WHAT YOU NEED TO DO - Where "DynamicTextContext" appears in a line of the entries below, that line should be copied.

[Collected data]
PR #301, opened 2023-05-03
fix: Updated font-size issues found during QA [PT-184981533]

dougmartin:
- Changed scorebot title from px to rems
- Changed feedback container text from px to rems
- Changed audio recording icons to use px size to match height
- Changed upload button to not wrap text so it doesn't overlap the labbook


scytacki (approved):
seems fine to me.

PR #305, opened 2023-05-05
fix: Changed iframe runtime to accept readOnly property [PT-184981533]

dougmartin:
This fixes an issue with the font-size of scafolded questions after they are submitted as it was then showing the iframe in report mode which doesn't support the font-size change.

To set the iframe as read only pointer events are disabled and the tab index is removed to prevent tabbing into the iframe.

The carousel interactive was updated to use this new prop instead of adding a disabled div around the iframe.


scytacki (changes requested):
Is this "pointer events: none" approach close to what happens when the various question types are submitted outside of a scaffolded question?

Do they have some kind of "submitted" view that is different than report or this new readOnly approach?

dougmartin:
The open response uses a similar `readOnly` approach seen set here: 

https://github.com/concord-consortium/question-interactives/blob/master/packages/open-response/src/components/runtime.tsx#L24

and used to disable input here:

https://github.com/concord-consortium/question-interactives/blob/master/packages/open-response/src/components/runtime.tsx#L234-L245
---
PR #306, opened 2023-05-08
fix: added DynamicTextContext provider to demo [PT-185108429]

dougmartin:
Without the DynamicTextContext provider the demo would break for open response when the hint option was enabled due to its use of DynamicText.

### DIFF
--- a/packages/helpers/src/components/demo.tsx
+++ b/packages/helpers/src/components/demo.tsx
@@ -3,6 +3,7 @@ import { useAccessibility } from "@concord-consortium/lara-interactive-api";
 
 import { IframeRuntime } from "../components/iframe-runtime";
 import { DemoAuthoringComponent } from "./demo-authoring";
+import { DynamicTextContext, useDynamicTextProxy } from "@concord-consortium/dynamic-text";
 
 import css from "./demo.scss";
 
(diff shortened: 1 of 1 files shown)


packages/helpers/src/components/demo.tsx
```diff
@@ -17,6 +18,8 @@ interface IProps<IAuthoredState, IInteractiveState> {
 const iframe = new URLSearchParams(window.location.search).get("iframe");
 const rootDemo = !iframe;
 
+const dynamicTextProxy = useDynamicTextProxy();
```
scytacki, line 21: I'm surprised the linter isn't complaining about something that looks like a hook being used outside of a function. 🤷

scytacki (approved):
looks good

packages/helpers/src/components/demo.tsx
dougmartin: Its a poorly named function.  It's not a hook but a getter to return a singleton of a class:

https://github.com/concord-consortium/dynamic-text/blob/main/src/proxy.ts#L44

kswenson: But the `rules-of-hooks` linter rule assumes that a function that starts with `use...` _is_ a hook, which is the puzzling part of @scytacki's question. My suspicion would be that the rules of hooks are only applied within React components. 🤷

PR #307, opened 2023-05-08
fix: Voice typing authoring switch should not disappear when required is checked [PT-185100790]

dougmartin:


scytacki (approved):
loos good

TASK RESPONSE -
fix: added DynamicTextContext provider to demo [PT-185108429]
Without the DynamicTextContext provider the demo would break for open response when the hint option was enabled due to its use of DynamicText.
+import { DynamicTextContext, useDynamicTextProxy } from "@concord-consortium/dynamic-text";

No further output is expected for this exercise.